*WHAT YOU ARE ASKED TO DO:* Exact copies of the lines from the line containing "I agree with" through the last line of the entries below are the whole answer.

--- RAW DATA Enclosed Below ---

PR #555, opened 2024-04-10
Column Count Analyzer and Check

mentekid:
- **Fix flaky KLL test**
- **Move CustomSql state to CustomSql analyzer**
- **Implement new Analyzer to count columns**

*Issue #, if available:*

*Description of changes:*

This adds a dataset-scope analyzer that counts the number of columns in a dataset, and uses the analyzer in a Deequ Check

### DIFF
--- a/src/main/scala/com/amazon/deequ/analyzers/ColumnCount.scala
+++ b/src/main/scala/com/amazon/deequ/analyzers/ColumnCount.scala
@@ -1,0 +1,5 @@
+package com.amazon.deequ.analyzers
+
+class ColumnCount {
+
+}
--- a/src/main/scala/com/amazon/deequ/analyzers/ColumnCount.scala
+++ b/src/main/scala/com/amazon/deequ/analyzers/ColumnCount.scala
@@ -1,5 +1,66 @@
+/*
+ * Copyright 2024 Amazon.com, Inc. or its affiliates. All Rights Reserved.
+ *
+ * Licensed under the Apache License, Version 2.0 (the "License"). You may not
+ * use this file except in compliance with the License. A copy of the License
+ * is located at
+ *
+ *     http://aws.amazon.com/apache2.0/
+ *
+ * or in the "license" file accompanying this file. This file is distributed on
+ * an "AS IS" BASIS, WITHOUT WARRANTIES OR CONDITIONS OF ANY KIND,
+ * either express or implied. See the License for the specific language governing
+ * permissions and limitations under the License.
+ *
+ *
+ */
+
 package com.amazon.deequ.analyzers
 
-class ColumnCount {
+import com.amazon.deequ.metrics.DoubleMetric
+import com.amazon.deequ.metrics.Entity
+import org.apache.spark.sql.DataFrame
 
+case class ColumnCount(where: Option[String] = None) extends Analyzer[NumMatches, DoubleMetric] {
+
+  val name = "ColumnCount"
+  val instance = "*"
+  val entity = Entity.Dataset
+
+
+  /**
+   * Compute the state (sufficient statistics) from the data
+   *
+   * @param data data frame
+   * @return
+   */
+  override def computeStateFrom(data: DataFrame, filterCondition: Option[String]): Option[NumMatches] = {
+    if (filterCondition.isDefined) {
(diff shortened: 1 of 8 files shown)


src/main/scala/com/amazon/deequ/analyzers/ColumnCount.scala
```diff
@@ -0,0 +1,66 @@
...
+ *
+ */
+
+package com.amazon.deequ.analyzers
+
+import com.amazon.deequ.metrics.DoubleMetric
+import com.amazon.deequ.metrics.Entity
+import org.apache.spark.sql.DataFrame
+
+case class ColumnCount(where: Option[String] = None) extends Analyzer[NumMatches, DoubleMetric] {
```
rdsharma26, line 24: Can we remove `where` ? Or is that a requirement from `Analyzer` ?

src/main/scala/com/amazon/deequ/analyzers/ColumnCount.scala
```diff
@@ -0,0 +1,66 @@
...
+
+  val name = "ColumnCount"
+  val instance = "*"
+  val entity = Entity.Dataset
+
+
```
rdsharma26, line 30: nit: Excess whitespace

src/main/scala/com/amazon/deequ/analyzers/ColumnCount.scala
```diff
@@ -0,0 +1,66 @@
...
+      val numColumns = data.columns.size
+      Some(NumMatches(numColumns))
+    }
+  }
+
+  /**
+   * Compute the metric from the state (sufficient statistics)
+   *
+   * @param state wrapper holding a state of type S (required due to typing issues...)
+   * @return
```
rdsharma26, line 50: nit: Missing scaladoc for `@return`

src/main/scala/com/amazon/deequ/analyzers/ColumnCount.scala
```diff
@@ -0,0 +1,66 @@
...
+   */
+  override def computeMetricFrom(state: Option[NumMatches]): DoubleMetric = {
+    if (state.isDefined) {
+      Analyzers.metricFromValue(state.get.metricValue(), name, instance, entity)
+    } else {
+      Analyzers.metricFromEmpty(this, name, instance, entity)
+    }
```
rdsharma26, line 57: How about:

```
val metricValue = if(state.isDefined) state.get.metricValue() else this
Analyzers.metricFromEmpty(metricValue, name, instance, entity)
```

src/main/scala/com/amazon/deequ/analyzers/CustomSql.scala
```diff
@@ -26,6 +26,17 @@ import scala.util.Failure
 import scala.util.Success
 import scala.util.Try
 
+case class CustomSqlState(stateOrError: Either[Double, String]) extends DoubleValuedState[CustomSqlState] {
```
rdsharma26, line 29: Either is right biased in Scala, which means the right sided value is what you would operate on when doing `map` or `flatMap`. In the case of storing exceptions or error messages, usually they are stored as the left sided value of the Either.

src/main/scala/com/amazon/deequ/analyzers/ColumnCount.scala
mentekid: removed

src/main/scala/com/amazon/deequ/analyzers/ColumnCount.scala
mentekid: it's `Analyzers.metricFromValue` if defined and `Analyzers.metricFromEmpty` otherwise so this won't work. I'll do a map though.

src/main/scala/com/amazon/deequ/analyzers/CustomSql.scala
mentekid: I'm just moving this from Size.scala to its own class, I can address that in a different PR

shriyavanvari (approved):

shriyavanvari (commented):
LGTM

PR #567, opened 2024-05-06
Tpm/interval strategy

zeotuan:
*Issue #, if available:*

*Description of changes:*

### DIFF
--- a/src/main/scala/com/amazon/deequ/suggestions/rules/FractionalCategoricalRangeRule.scala
+++ b/src/main/scala/com/amazon/deequ/suggestions/rules/FractionalCategoricalRangeRule.scala
@@ -23,16 +23,17 @@ import com.amazon.deequ.metrics.DistributionValue
 import com.amazon.deequ.profiles.ColumnProfile
 import com.amazon.deequ.suggestions.ConstraintSuggestion
 import com.amazon.deequ.suggestions.ConstraintSuggestionWithValue
+import com.amazon.deequ.suggestions.rules.FractionalCategoricalRangeRule.defaultIntervalStrategy
+import com.amazon.deequ.suggestions.rules.interval.{ConfidenceIntervalStrategy, WilsonScoreIntervalStrategy}
 import org.apache.commons.lang3.StringEscapeUtils
-
-import scala.math.BigDecimal.RoundingMode
 
 /** If we see a categorical range for most values in a column, we suggest an IS IN (...)
   * constraint that should hold for most values */
 case class FractionalCategoricalRangeRule(
   targetDataCoverageFraction: Double = 0.9,
   categorySorter: Array[(String, DistributionValue)] => Array[(String, DistributionValue)] =
-    categories => categories.sortBy({ case (_, value) => value.absolute }).reverse
+    categories => categories.sortBy({ case (_, value) => value.absolute }).reverse,
+  intervalStrategy: ConfidenceIntervalStrategy = defaultIntervalStrategy
 ) extends ConstraintRule[ColumnProfile] {
 
   override def shouldBeApplied(profile: ColumnProfile, numRecords: Long): Boolean = {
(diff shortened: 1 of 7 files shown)


zeotuan:
@rdsharma26 Hi can you help review this PR.

src/main/scala/com/amazon/deequ/suggestions/rules/interval/ConfidenceIntervalStrategy.scala
```diff
@@ -0,0 +1,34 @@
...
+    require(0.0 <= confidence && confidence <= 1.0, "confidence must be between 0.0 and 1.0")
+  }
+
+  def calculateZScore(confidence: Double): Double = Gaussian(0, 1)(Rand).inverseCdf(1 - ((1.0 - confidence)/ 2.0))
+}
+
+object ConfidenceIntervalStrategy {
+  val defaultConfidence = 0.95
+
+  case class ConfidenceInterval(lowerBound: Double, upperBound: Double)
```
zeotuan, line 31: Currently also calculate upperBound for these ConfidenceInterval. At the moment we don't actually make use of the upperBound though

rdsharma26:
Thank you for the PR! @zeotuan 
The changes look good to me. Can you fix the failing build ?

One point I would like to discuss is making the Wilson Score Confidence Interval Strategy the new default. Could this potentially break backwards compatibility in terms of behavior? If so, should we stick to the Wald Interval Strategy as the default and update the documentation so that users of Deequ can choose which one they want?

zeotuan:
> Thank you for the PR! @zeotuan The changes look good to me. Can you fix the failing build ?
> 
> One point I would like to discuss is making the Wilson Score Confidence Interval Strategy the new default. Could this potentially break backwards compatibility in terms of behavior? If so, should we stick to the Wald Interval Strategy as the default and update the documentation so that users of Deequ can choose which one they want?

I think making Wilson Score Confidence Interval default right now might introduce some surprising changes to existing data quality pipelines. I will add example usage documentation for this. 
We can potentially introduce plan to change the default in a major version update and add "deprecation" message for now so user migrate themselves.

rdsharma26:
> We can potentially introduce plan to change the default in a major version update and add "deprecation" message for now so user migrate themselves.

This seems like a safe approach. Could we configure the default to be the Wald strategy in the following line?

```
 private val defaultIntervalStrategy: ConfidenceIntervalStrategy = WilsonScoreIntervalStrategy()
 ```

File: src/main/scala/com/amazon/deequ/suggestions/rules/FractionalCategoricalRangeRule.scala [hunk 2]
```diff
@@ -23,16 +23,17 @@ import com.amazon.deequ.metrics.DistributionValue
 import com.amazon.deequ.profiles.ColumnProfile
 import com.amazon.deequ.suggestions.ConstraintSuggestion
 import com.amazon.deequ.suggestions.ConstraintSuggestionWithValue
+import com.amazon.deequ.suggestions.rules.FractionalCategoricalRangeRule.defaultIntervalStrategy
+import com.amazon.deequ.suggestions.rules.interval.{ConfidenceIntervalStrategy, WilsonScoreIntervalStrategy}
```
rdsharma26, line 27: nit: Could we avoid grouped imports and use one import per line?

rdsharma26:
Left a comment and a unit test needs fixing.

src/main/scala/com/amazon/deequ/suggestions/rules/FractionalCategoricalRangeRule.scala
zeotuan: Just to clarify, do we prefer separate import or single import but with each on a single line
```scala
import com.amazon.deequ.suggestions.rules.interval.ConfidenceIntervalStrategy
import com.amazon.deequ.suggestions.rules.interval.WilsonScoreIntervalStrategy
```
or
```scala
import com.amazon.deequ.suggestions.rules.interval{
  ConfidenceIntervalStrategy,
  WilsonScoreIntervalStrategy
}
```

rdsharma26: The former. It helps with automatic resolution of merge conflicts.

zeotuan: Updated

rdsharma26 (approved):
LGTM! Thanks @zeotuan for your continued contribution to Deequ!

PR #577, opened 2024-08-31
Fix performance of building row-level results

### LINKED ISSUE #576: [BUG] Performance for building row-level results scales poorly with number of checks
**Describe the bug**
When generating the row-level results DataFrame using the `VerificationResult::lowLevelResultsAsDataFrame` method, performance grinds to a halt on large numbers of checks (hundreds to thousands):
https://github.com/awslabs/deequ/blob/d495234e4cf2c36e8ca220f156bc21e3f57a3bac/src/main/scala/com/amazon/deequ/VerificationResult.scala#L93-L104

This is due to the `DataFrame::withColumn` method being used iteratively within it. Here's a relevant note from the [`withColumn` docs](https://spark.apache.org/docs/latest/api/scala/org/apache/spark/sql/Dataset.html#withColumn(colName:String,col:org.apache.spark.sql.Column):org.apache.spark.sql.DataFrame):
> this method introduces a projection internally. Therefore, calling it multiple times, for instance, via loops in order to add multiple columns can generate big plans which can cause performance issues and even StackOverflowException. To avoid this, use select with the multiple columns at once.

**To Reproduce**
1. Run a verification suite with a large number of checks (300-400 is enough to start feeling the pain on my machine).
2. Generate a row-level result DataFrame using `VerificationResult::rowLevelResultsAsDataFrame`.

The performance issue is with generating the DataFrame, so you don't need to call an action on it.

Here's a test I wrote which shows the issue:
```scala
class LargeChecksResultsTest extends AnyFlatSpec with SparkContextSpec with Inspectors {
  "Deequ" should "handle row-level results for large numbers of checks" in withSparkSession { spark =>
    import spark.implicits._
    val df = Seq("1", "2", "3").toDF("data")

    val lengths = (50 to 400 by 50)
    forAll(lengths) { length =>
      val checks = Seq.tabulate(length)(i =>
        Check(CheckLevel.Error, s"check-$i").isComplete("data"))

      val verificationResult = VerificationSuite()
        .onData(df)
        .addChecks(checks)
        .run()

      println("Gathering row-level results")
      val start = Instant.now()
      val rowLeveLResults = VerificationResult.rowLevelResultsAsDataFrame(spark, verificationResult, df)
      val duration = Duration.between(start, Instant.now())
      println(s"${rowLeveLResults.schema.fields.length} columns in row level results")
      println(s"Duration was ${duration.toMillis}ms")
      println()

      assert(verificationResult.status == CheckStatus.Success)
    }
  }
}
```

**Expected behavior**
Generating the row-level results should be performant for large numbers of checks, at least up to the limit of a verification suite itself.

**Additional context**
Here's the output from running the above test on my machine:
```
Gathering row-level results
51 columns in row level results
Duration was 363ms

Gathering row-level results
101 columns in row level results
Duration was 735ms

Gathering row-level results
151 columns in row level results
Duration was 1641ms

Gathering row-level results
201 columns in row level results
Duration was 3421ms

Gathering row-level results
251 columns in row level results
Duration was 6321ms

Gathering row-level results
301 columns in row level results
Duration was 10691ms

Gathering row-level results
351 columns in row level results
Duration was 16275ms

Gathering row-level results
401 columns in row level results
Duration was 23591ms
```

marcantony:
Fixes #576

Iteratively calling `withColumn` (singular) on a DataFrame causes performance issues when iterating over a large sequence of columns. (See issue for more details.) The code was iterating to add each `(name, column)` pair in a map to the DataFrame, so we can use [`withColumns`](https://spark.apache.org/docs/latest/api/scala/org/apache/spark/sql/Dataset.html#withColumns(colsMap:Map%5BString,org.apache.spark.sql.Column%5D):org.apache.spark.sql.DataFrame), which takes a `Map[String, Column]` as its parameter, as a drop-in replacement.

After running the performance test in the bug ticket, the performance is much better:
```
Gathering row-level results
51 columns in row level results
Duration was 67ms

Gathering row-level results
101 columns in row level results
Duration was 53ms

Gathering row-level results
151 columns in row level results
Duration was 49ms

Gathering row-level results
201 columns in row level results
Duration was 45ms

Gathering row-level results
251 columns in row level results
Duration was 48ms

Gathering row-level results
301 columns in row level results
Duration was 48ms

Gathering row-level results
351 columns in row level results
Duration was 41ms

Gathering row-level results
401 columns in row level results
Duration was 41ms
```

### DIFF
--- a/src/main/scala/com/amazon/deequ/VerificationResult.scala
+++ b/src/main/scala/com/amazon/deequ/VerificationResult.scala
@@ -97,7 +97,8 @@ object VerificationResult {
 
     val columnNamesToMetrics: Map[String, Column] = verificationResultToColumn(verificationResult)
 
-    data.withColumns(columnNamesToMetrics)
+    val dataWithID = data.withColumn(UNIQUENESS_ID, monotonically_increasing_id())
+    dataWithID.withColumns(columnNamesToMetrics).drop(UNIQUENESS_ID)
   }
 
   def checkResultsAsJson(verificationResult: VerificationResult,
--- a/src/main/scala/com/amazon/deequ/VerificationResult.scala
+++ b/src/main/scala/com/amazon/deequ/VerificationResult.scala
@@ -97,10 +97,7 @@ object VerificationResult {
 
     val columnNamesToMetrics: Map[String, Column] = verificationResultToColumn(verificationResult)
 
-    val dataWithID = data.withColumn(UNIQUENESS_ID, monotonically_increasing_id())
-    columnNamesToMetrics.foldLeft(dataWithID)(
-      (dataWithID, newColumn: (String, Column)) =>
-        dataWithID.withColumn(newColumn._1, newColumn._2)).drop(UNIQUENESS_ID)
+    data.withColumns(columnNamesToMetrics)
   }
 
   def checkResultsAsJson(verificationResult: VerificationResult,


mentekid (approved):
This looks great - thank you for the in-depth analysis and the fix!

marcantony:
Thanks @mentekid! By the way, any idea how soon a version with this can get published? We're trying to support some users with huge numbers of checks (hundreds to thousands) so I'm hoping to incorporate this in our application soon.

mentekid:
We don't have a set cadence but I think we can kick off a release some time
this week for this and some other changes that have accumulated since our
last one.

marcantony:
Hey @mentekid, just wanted to ask about the release again. Could we maybe get something out early next week?

mentekid:
Hey - what version of spark are you interested in? I think I can kick off the release for 3.5 today, the rest take time as they need separate branches and testing.

marcantony:
Ah, we're actually using the 3.4 branch. No rush to kick things off today anyway because we're not quite ready on our end to fully take advantage of the performance fix yet.

marcantony:
Hey @mentekid, I just realized that `withColumns` was [added in Spark 3.3.0](https://spark.apache.org/docs/latest/api/scala/org/apache/spark/sql/Dataset.html#withColumns(colsMap:Map[String,org.apache.spark.sql.Column]):org.apache.spark.sql.DataFrame) so this is going to cause problems for the lower version builds. I'll make a PR today to replace it with a `select` instead.

PR #774, opened 2022-10-04
`FeeRate` calculation fixes

evanlinjin:
### Description

Weight units should always be whole units. However, virtual bytes will need decimal places and the conversion from weight unit to vbytes should not be rounded.

This commit has the following changes:
* vbytes should always be represented in `f32`
* conversion between vbytes and weight units should never be rounded
* simple calculations (such as those for feerates) should be explicitly defined (instead of using multiple small functions)

### Notes to the reviewers

Some "feerate" values for tests needed to be increased. This is because we were calling `.ceil()` on weight unit to vbytes conversion before (which is wrong, and results in more "vbytes" than what is real).

### Changelog notice

Improve accuracy of fee/feerate calculations and conversions. Also renamed the `Vbytes` trait to `WeightUnits`.

#### All Submissions:

#### Bugfixes:

### DIFF
--- a/src/types.rs
+++ b/src/types.rs
@@ -98,13 +98,15 @@ impl FeeRate {
 
     /// Calculate fee rate from `fee` and weight units (`wu`).
     pub fn from_wu(fee: u64, wu: usize) -> FeeRate {
-        Self::from_vb(fee, wu.vbytes())
+        let vbytes = wu as f32 / 4.0;
+        let rate = fee as f32 / vbytes;
+        Self::new_checked(rate)
     }
 
     /// Calculate fee rate from `fee` and `vbytes`.
-    pub fn from_vb(fee: u64, vbytes: usize) -> FeeRate {
-        let rate = fee as f32 / vbytes as f32;
-        Self::from_sat_per_vb(rate)
+    pub fn from_vb(fee: u64, vbytes: f32) -> FeeRate {
+        let rate = fee as f32 / vbytes;
+        Self::new_checked(rate)
     }
 
     /// Return the value as satoshi/vbyte
@@ -114,12 +116,13 @@ impl FeeRate {
 
     /// Calculate absolute fee in Satoshis using size in weight units.
     pub fn fee_wu(&self, wu: usize) -> u64 {
-        self.fee_vb(wu.vbytes())
+        let vbytes = wu as f32 / 4.0;
+        (self.0 * vbytes).ceil() as u64
     }
 
     /// Calculate absolute fee in Satoshis using size in virtual bytes.
-    pub fn fee_vb(&self, vbytes: usize) -> u64 {
-        (self.as_sat_per_vb() * vbytes as f32).ceil() as u64
+    pub fn fee_vb(&self, vbytes: f32) -> u64 {
+        (self.0 * vbytes).ceil() as u64
     }
 }
 
@@ -140,13 +143,13 @@ impl Sub for FeeRate {
 /// Trait implemented by types that can be used to measure weight units.
 pub trait Vbytes {
     /// Convert weight units to virtual bytes.
-    fn vbytes(self) -> usize;
+    fn vbytes(self) -> f32;
 }
 
 impl Vbytes for usize {
-    fn vbytes(self) -> usize {
+    fn vbytes(self) -> f32 {
         // ref: https://github.com/bitcoin/bips/blob/master/bip-0141.mediawiki#transaction-size-calculations
-        (self as f32 / 4.0).ceil() as usize
+        self as f32 / 4.0
     }
 }
 
--- a/src/types.rs
+++ b/src/types.rs
@@ -141,13 +141,13 @@ impl Sub for FeeRate {
 }
 
 /// Trait implemented by types that can be used to measure weight units.
-pub trait Vbytes {
+pub trait WeightUnits {
     /// Convert weight units to virtual bytes.
-    fn vbytes(self) -> f32;
+    fn to_vbytes(self) -> f32;
 }
 
-impl Vbytes for usize {
-    fn vbytes(self) -> f32 {
+impl WeightUnits for usize {
+    fn to_vbytes(self) -> f32 {
         // ref: https://github.com/bitcoin/bips/blob/master/bip-0141.mediawiki#transaction-size-calculations
         self as f32 / 4.0
     }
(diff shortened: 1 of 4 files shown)


src/types.rs
```diff
@@ -114,12 +116,13 @@ impl FeeRate {
...
-        self.fee_vb(wu.vbytes())
+        let vbytes = wu as f32 / 4.0;
+        (self.0 * vbytes).ceil() as u64
     }
 
     /// Calculate absolute fee in Satoshis using size in virtual bytes.
-    pub fn fee_vb(&self, vbytes: usize) -> u64 {
-        (self.as_sat_per_vb() * vbytes as f32).ceil() as u64
+    pub fn fee_vb(&self, vbytes: f32) -> u64 {
+        (self.0 * vbytes).ceil() as u64
```
vladimirfomene, line 125: Why don't you use `self.as_sat_per_vb` instead of `self.0`? I feel it is more descriptive

src/types.rs
```diff
@@ -114,12 +116,13 @@ impl FeeRate {
 
     /// Calculate absolute fee in Satoshis using size in weight units.
     pub fn fee_wu(&self, wu: usize) -> u64 {
-        self.fee_vb(wu.vbytes())
+        let vbytes = wu as f32 / 4.0;
+        (self.0 * vbytes).ceil() as u64
```
vladimirfomene, line 120: With your change to the wu -> vb conversion, `self.fee_vb(wu.vbytes())` does exactly what these lines do?

src/types.rs
```diff
@@ -98,13 +98,15 @@ impl FeeRate {
...
+        Self::new_checked(rate)
     }
 
     /// Calculate fee rate from `fee` and `vbytes`.
-    pub fn from_vb(fee: u64, vbytes: usize) -> FeeRate {
-        let rate = fee as f32 / vbytes as f32;
-        Self::from_sat_per_vb(rate)
+    pub fn from_vb(fee: u64, vbytes: f32) -> FeeRate {
+        let rate = fee as f32 / vbytes;
+        Self::new_checked(rate)
```
vladimirfomene, line 109: I think using `Self::from_sat_per_vb(rate)` instead of  `Self::new_checked(rate)` is more descriptive

src/types.rs
```diff
@@ -98,13 +98,15 @@ impl FeeRate {
 
     /// Calculate fee rate from `fee` and weight units (`wu`).
     pub fn from_wu(fee: u64, wu: usize) -> FeeRate {
-        Self::from_vb(fee, wu.vbytes())
+        let vbytes = wu as f32 / 4.0;
+        let rate = fee as f32 / vbytes;
+        Self::new_checked(rate)
```
vladimirfomene, line 103: With your change to the wu -> vb conversion, `Self::from_vb(fee, wu.vbytes())` does exactly the same thing as the lines above.

src/types.rs
evanlinjin: As `as_sat_per_vb` is an external interface, I personally find that `self.0` is more "direct". For someone reading the code, it is less steps to figure out what exactly is going on. Instead of going, *"What does `as_sat_per_vb` do? Oh it just returns `self.0`"*.

src/types.rs
evanlinjin: It's better to be explicit with simple calculations.

danielabrozzoni:
> Weight units should always be whole units. 

Why? 1 WU = 0.25 sat/vbyte. If you can have 0.1 sat/vbyte, then you also need decimal weight units. Or am I misinterpreting what you're saying? (I haven't read the code yet)

Anywoo, as we were saying on discord, it would be cool to handle feerates the core way :tm: (https://discord.com/channels/753336465005608961/753367451319926827/1026784080714534932)

Should we just move to this method instead? If so, can you update this PR, or you have too much on your plate already? If you need help just ping :)

evanlinjin:
@danielabrozzoni 

> Why? 1 WU = 0.25 sat/vbyte. If you can have 0.1 sat/vbyte, then you also need decimal weight units. Or am I misinterpreting what you're saying? (I haven't read the code yet)

Think about it this way, if we look at the smallest possible "unit" of a transaction, for example, an `VarInt(1)` that records witness stack length, the weight of this `VarInt` is 1. This is the smallest possible "unit", and so, weight units should always be whole integers.

I'm talking about weight units (`wu`), not feerate (`sats/wu`). Feerates (whether `sats/wu` or `sats/vb`), should always be in floats (unless we work in kilo-{wu|vb} units).

> Should we just move to this method instead? If so, can you update this PR, or you have too much on your plate already? If you need help just ping :)

I agree that avoiding floats and working in kilo-everything seems to be the way to go. However, this PR is more of a bug fix, not an attempt at changing behavior.

If you look at how we did conversions from wu to vb, you see that vb is rounded up `.ceil`.

https://github.com/bitcoindevkit/bdk/blob/7de8be46c04128328d8dbd1de7b29033a290fde8/src/types.rs#L146-L151

This is only correct if we are considering a transaction as a whole (as per [BIP-0141](https://github.com/bitcoin/bips/blob/master/bip-0141.mediawiki#transaction-size-calculations))

However, many times we are converting from wu to vb for only a portion of a tx (such as satisfaction weight for coin selection) and then adding the portions up. This will result in overshooting weight calculations of the entire tx by quite a bit.

evanlinjin:
Although this PR will increase the "correctness" of our weight calculations, if there are bugs in miniscript `max_satisfaction_weight` we may end up undershooting, which is dangerous. I think this should NOT be merged as of now until we confirm that miniscript is correct.

For reference:
* https://github.com/rust-bitcoin/rust-miniscript/pull/472
* https://github.com/rust-bitcoin/rust-miniscript/pull/473
* https://github.com/rust-bitcoin/rust-miniscript/pull/474

evanlinjin:
Also, if https://github.com/rust-bitcoin/rust-miniscript/pull/476 gets merged, we need to do +5 for [`TXIN_BASE_WEIGHT`](https://github.com/bitcoindevkit/bdk/blob/master/src/wallet/coin_selection.rs#L122).
* +1 WU for witness field stack size varint
* +4 WU for scriptSig size varint

LLFourn:
> This is only correct if we are considering a transaction as a whole (as per [BIP-0141](https://github.com/bitcoin/bips/blob/master/bip-0141.mediawiki#transaction-size-calculations))
> 
> However, many times we are converting from wu to vb for only a portion of a tx (such as satisfaction weight for coin selection) and then adding the portions up. This will result in overshooting weight calculations of the entire tx by quite a bit.

I agree with this. The API should only take `fee_for(tx: &Transaction)` otherwise you are almost certainly using it incorrectly.

ValuedMammal:
@nondiremanuel This should be mostly resolved by #1216

PR #775, opened 2022-10-04
Workaround for `pkh` max satisfaction weight

evanlinjin:
### Description

There is a bug in miniscript where they fail to take into consideration an `OP_PUSH..` (4 weight units) when calculating
`max_satisfaction_weight` for `pkh` script types.

We add this weight explicitly for `pkh` script types during coin selection.

### Notes to the reviewers

The alternative is to patch miniscript (as @afilini mentioned).

### Changelog notice

Implement workaround for miniscript `max_satisfaction_weight` bug with `pkh` scripts.

#### All Submissions:

### DIFF
--- a/src/wallet/mod.rs
+++ b/src/wallet/mod.rs
@@ -30,7 +30,7 @@ use bitcoin::{
     Txid, Witness,
 };
 
-use miniscript::descriptor::DescriptorTrait;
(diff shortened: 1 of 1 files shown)


evanlinjin:
@afilini We call `.max_satisfaction_weight` in multiple places. We should do a patch like you mentioned. Closing for now.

--- End of Enclosed RAW DATA ---

*RESPONSE TO THIS TASK:*
I agree with this. The API should only take `fee_for(tx: &Transaction)` otherwise you are almost certainly using it incorrectly.

ValuedMammal:
@nondiremanuel This should be mostly resolved by #1216

PR #775, opened 2022-10-04
Workaround for `pkh` max satisfaction weight

evanlinjin:
### Description

There is a bug in miniscript where they fail to take into consideration an `OP_PUSH..` (4 weight units) when calculating
`max_satisfaction_weight` for `pkh` script types.

We add this weight explicitly for `pkh` script types during coin selection.

### Notes to the reviewers

The alternative is to patch miniscript (as @afilini mentioned).

### Changelog notice

Implement workaround for miniscript `max_satisfaction_weight` bug with `pkh` scripts.

#### All Submissions:

### DIFF
--- a/src/wallet/mod.rs
+++ b/src/wallet/mod.rs
@@ -30,7 +30,7 @@ use bitcoin::{
     Txid, Witness,
 };
 
-use miniscript::descriptor::DescriptorTrait;
(diff shortened: 1 of 1 files shown)


evanlinjin:
@afilini We call `.max_satisfaction_weight` in multiple places. We should do a patch like you mentioned. Closing for now.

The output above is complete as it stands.